> **ASSIGNMENT**: Read the lines below. Copy out any that hold the string "grep".
*** Opening EXERCISE DATA ***
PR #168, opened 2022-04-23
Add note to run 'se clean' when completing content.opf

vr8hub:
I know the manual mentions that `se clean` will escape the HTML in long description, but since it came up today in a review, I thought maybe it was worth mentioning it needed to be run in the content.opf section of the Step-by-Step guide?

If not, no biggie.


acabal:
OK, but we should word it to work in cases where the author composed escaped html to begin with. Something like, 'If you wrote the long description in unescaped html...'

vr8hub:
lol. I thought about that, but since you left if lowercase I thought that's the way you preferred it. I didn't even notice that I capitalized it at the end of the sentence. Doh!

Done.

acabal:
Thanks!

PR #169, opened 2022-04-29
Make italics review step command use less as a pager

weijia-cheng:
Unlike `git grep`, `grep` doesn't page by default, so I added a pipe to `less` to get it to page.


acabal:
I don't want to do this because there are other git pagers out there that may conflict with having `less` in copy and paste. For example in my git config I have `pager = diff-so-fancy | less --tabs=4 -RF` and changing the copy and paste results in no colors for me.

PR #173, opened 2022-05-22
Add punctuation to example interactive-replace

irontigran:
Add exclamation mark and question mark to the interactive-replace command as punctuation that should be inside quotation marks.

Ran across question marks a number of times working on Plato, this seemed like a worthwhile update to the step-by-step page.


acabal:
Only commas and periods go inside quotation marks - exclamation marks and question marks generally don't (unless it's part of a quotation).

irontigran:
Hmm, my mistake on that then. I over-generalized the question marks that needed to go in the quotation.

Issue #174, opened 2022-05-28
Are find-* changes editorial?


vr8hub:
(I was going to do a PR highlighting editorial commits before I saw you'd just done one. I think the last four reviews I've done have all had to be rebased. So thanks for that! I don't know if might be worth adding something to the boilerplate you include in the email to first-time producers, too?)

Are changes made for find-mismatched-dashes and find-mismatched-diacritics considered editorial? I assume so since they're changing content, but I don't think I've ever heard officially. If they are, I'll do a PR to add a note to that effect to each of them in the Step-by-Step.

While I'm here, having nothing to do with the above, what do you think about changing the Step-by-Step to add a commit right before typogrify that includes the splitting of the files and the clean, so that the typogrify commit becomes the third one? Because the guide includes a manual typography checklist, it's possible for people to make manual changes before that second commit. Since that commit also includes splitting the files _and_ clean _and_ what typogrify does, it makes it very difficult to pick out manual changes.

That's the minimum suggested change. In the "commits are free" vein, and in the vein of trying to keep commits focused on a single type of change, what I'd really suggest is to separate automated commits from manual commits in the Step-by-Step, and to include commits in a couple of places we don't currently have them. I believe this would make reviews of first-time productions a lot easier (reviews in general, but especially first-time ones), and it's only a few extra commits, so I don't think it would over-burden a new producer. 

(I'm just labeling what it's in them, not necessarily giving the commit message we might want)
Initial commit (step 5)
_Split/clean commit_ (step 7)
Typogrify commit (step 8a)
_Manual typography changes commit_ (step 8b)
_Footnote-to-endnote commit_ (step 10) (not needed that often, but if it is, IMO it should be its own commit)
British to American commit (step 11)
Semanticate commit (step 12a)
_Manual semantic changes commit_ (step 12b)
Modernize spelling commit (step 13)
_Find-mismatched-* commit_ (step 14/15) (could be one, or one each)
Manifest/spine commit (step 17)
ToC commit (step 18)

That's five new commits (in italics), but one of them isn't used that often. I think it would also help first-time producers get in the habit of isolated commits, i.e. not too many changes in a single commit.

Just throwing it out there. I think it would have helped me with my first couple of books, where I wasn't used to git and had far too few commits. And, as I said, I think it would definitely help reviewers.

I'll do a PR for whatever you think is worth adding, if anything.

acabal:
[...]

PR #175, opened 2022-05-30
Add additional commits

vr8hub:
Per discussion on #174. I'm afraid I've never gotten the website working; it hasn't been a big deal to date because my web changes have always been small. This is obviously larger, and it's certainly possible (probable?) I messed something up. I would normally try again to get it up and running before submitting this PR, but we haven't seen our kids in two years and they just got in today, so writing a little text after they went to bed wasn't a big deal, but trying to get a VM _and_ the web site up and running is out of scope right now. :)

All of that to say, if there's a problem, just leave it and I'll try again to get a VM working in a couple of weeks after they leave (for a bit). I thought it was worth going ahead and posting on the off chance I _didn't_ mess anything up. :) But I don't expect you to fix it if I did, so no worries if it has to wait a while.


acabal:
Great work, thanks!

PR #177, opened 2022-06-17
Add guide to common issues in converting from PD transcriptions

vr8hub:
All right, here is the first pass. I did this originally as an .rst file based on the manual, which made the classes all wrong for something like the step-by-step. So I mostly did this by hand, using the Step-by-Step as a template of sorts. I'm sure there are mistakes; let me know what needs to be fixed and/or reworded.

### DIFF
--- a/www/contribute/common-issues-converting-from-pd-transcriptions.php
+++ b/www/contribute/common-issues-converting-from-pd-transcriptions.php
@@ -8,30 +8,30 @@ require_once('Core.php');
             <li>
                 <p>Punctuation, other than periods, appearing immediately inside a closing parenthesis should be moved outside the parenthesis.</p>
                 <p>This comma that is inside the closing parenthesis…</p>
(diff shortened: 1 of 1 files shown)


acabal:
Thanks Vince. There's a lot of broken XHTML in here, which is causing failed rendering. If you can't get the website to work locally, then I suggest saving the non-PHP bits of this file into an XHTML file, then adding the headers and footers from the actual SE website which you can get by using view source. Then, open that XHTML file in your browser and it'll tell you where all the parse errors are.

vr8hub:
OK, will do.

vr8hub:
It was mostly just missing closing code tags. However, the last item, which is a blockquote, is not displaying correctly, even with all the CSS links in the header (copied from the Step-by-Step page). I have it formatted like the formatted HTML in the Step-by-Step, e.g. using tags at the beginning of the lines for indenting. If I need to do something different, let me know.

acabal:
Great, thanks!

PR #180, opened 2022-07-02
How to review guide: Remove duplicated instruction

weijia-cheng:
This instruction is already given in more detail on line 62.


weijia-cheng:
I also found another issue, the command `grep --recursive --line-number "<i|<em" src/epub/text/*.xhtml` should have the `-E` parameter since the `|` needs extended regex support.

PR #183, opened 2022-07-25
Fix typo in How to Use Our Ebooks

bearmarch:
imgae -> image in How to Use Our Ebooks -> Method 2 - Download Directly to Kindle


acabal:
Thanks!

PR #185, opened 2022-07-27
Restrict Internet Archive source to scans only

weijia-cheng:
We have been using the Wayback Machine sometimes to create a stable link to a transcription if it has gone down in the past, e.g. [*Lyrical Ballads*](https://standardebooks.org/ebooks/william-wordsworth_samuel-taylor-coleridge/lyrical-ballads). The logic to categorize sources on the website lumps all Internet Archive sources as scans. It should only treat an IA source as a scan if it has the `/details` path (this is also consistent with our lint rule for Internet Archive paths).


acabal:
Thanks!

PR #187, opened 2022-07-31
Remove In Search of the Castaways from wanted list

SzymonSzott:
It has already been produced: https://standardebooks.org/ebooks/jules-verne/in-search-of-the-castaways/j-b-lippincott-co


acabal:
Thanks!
*** Closing EXERCISE DATA ***
> **FINISHED TASK**:
Unlike `git grep`, `grep` doesn't page by default, so I added a pipe to `less` to get it to page.
I also found another issue, the command `grep --recursive --line-number "<i|<em" src/epub/text/*.xhtml` should have the `-E` parameter since the `|` needs extended regex support.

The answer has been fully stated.